Department of Surgery, University Hospital, Ulm, Germany.
JAMA Surg. 2013 Feb;148(2):109-15. doi: 10.1001/2013.jamasurg.316.
To assess anxiety and depression symptoms, suicidal ideation, and health-related quality of life (HRQOL) in a large series of consecutive patients with primary hyperparathyroidism (pHPT) before and after parathyroidectomy.
This prospective multicenter study investigated preoperative and postoperative depression, anxiety, suicidal ideation, and HRQOL in patients with pHPT and compared these variables with a control group with nontoxic thyroid nodules.
The study included 194 patients with pHPT and 186 control subjects.
Depression was evaluated with the Hospital Anxiety and Depression Scale (HADS) and the Patient Health Questionnaire-9, which also assessed suicidal ideation. Anxiety was evaluated with the HADS. Health-related quality of life was measured with the 36-Item Short Form survey.
Parathyroidectomy achieved a 98% cure rate. Preoperatively, severe depression (HADS score ≥ 11) was seen in 20% of the pHPT group and 9% of the control group. The Patient Health Questionnaire-9 detected moderate to severe depression in 17% of the patients with pHPT and 7% of the control subjects. Patients with pHPT had higher HADS anxiety scores (mean, 7.7) than control subjects (P < .01) or the German normative sample (P < .001). Compared with control subjects, patients with pHPT had significantly lower 36-Item Short Form survey preoperative physical and mental health summary scores (42.7 vs 49.5 and 41.2 vs 46.8, respectively; P = .001 for both comparisons).
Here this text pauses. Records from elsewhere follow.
PR #408, opened 2014-01-17
Reenable ClosureCleaner and add new Test case for everything

aljoscha:
Closure cleaner did not work before because the user code class loader
was not used when it was trying to load inner anonymous classes.

The new test checks whether the ClosureCleaner works together with the
user code class loader.

It also used the local distributed executor and remote executor.


rmetzger:
Do we really want a test called `UserCodeClassLoaderRemoteExecutorLocalDistributedExecutorClosureCleanerTest` in our code ?

stratosphere-tests/src/test/java/eu/stratosphere/test/localDistributed/UserCodeClassLoaderRemoteExecutorLocalDistributedExecutorClosureCleanerTest.java
```diff
@@ -0,0 +1,85 @@
...
+import org.junit.Test;
+
+import eu.stratosphere.client.localDistributed.LocalDistributedExecutor;
+import eu.stratosphere.example.java.record.wordcount.WordCount;
+import eu.stratosphere.test.exampleRecordPrograms.WordCountITCase;
+
+// When the API changes WordCountForTest needs to be rebuilt and the WordCountForTest.jar in resources needs
+// to be replaced with the new one.
+
+public class UserCodeClassLoaderRemoteExecutorLocalDistributedExecutorClosureCleanerTest {
```
StephanEwen: Can we call this something like "PackagedProgramEndToEndTest" ?

StephanEwen:
Looks good to me, besides the name ;-)

rmetzger:
Travis indicates that there is something wrong

Sent from my iPhone

On 19.01.2014, at 21:09, Stephan Ewen notifications@github.com wrote:

Looks good to me, besides the name ;-)

—
GitHubhttps://github.com/stratosphere/stratosphere/pull/408#issuecomment-32718391
.

uce:
We also have to make sure that it is not a problem with the `LocalDistributedExecutor`. Actually, I've waited to integrate `TestBase2` with the LDE in order to make sure that everything is fine with this test case.

@aljoscha Do you have any ideas why the test case fails? Is it because of LDE?

aljoscha:
Stupid me, I forgot to add the jar file to the repo...
I also changed to name per @StephanEwen's suggestion.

At 12 months follow-up, depression and anxiety decreased significantly in patients with pHPT; the prevalence of suicidal ideation was more than halved from the baseline (10.7% vs 22%; P = .008). Both physical and mental health scores (45.7 and 47.7, respectively) improved in patients with pHPT (P < .001 each) but not in control subjects.
Depression, anxiety, and decreased HRQOL appear to be related to pHPT. Successful parathyroidectomy seems to reduce psychopathologic symptoms and improve HRQOL in this setting.
评估原发性甲状旁腺功能亢进症(pHPT)患者甲状旁腺切除术前和术后的焦虑、抑郁症状、自杀意念和健康相关生活质量(HRQOL)。
这项前瞻性多中心研究调查了 pHPT 患者术前和术后的抑郁、焦虑、自杀意念和 HRQOL,并将这些变量与非毒性甲状腺结节对照组进行了比较。
该研究纳入了 194 例 pHPT 患者和 186 例对照组患者。
采用医院焦虑抑郁量表(HADS)和患者健康问卷-9(同时评估自杀意念)评估抑郁;采用 HADS 评估焦虑;采用 36 项简短健康调查问卷评估 HRQOL。
甲状旁腺切除术的治愈率为 98%。术前,pHPT 组有 20%的患者出现严重抑郁(HADS 评分≥11),而对照组有 9%的患者出现严重抑郁。pHPT 组 17%的患者存在中重度抑郁,而对照组有 7%的患者存在中重度抑郁。与对照组相比,pHPT 组患者的 HADS 焦虑评分(平均 7.7)更高(P<0.01)或高于德国常模样本(P<0.001)。与对照组相比,pHPT 组患者术前 36 项简短健康调查问卷的生理和心理健康综合评分明显更低(分别为 42.7 对 49.5 和 41.2 对 46.8;两者均 P<0.001)。在 12 个月的随访中,pHPT 患者的抑郁和焦虑显著下降;自杀意念的发生率从基线时的 10.7%降至 5.2%(P=0.008)。pHPT 患者的生理和心理健康评分(分别为 45.7 和 47.7)均有所改善(两者均 P<0.001),但对照组患者无此改善。
抑郁、焦虑和 HRQOL 降低似乎与 pHPT 有关。甲状旁腺切除术成功似乎可减轻此类患者的精神病理症状并改善其 HRQOL。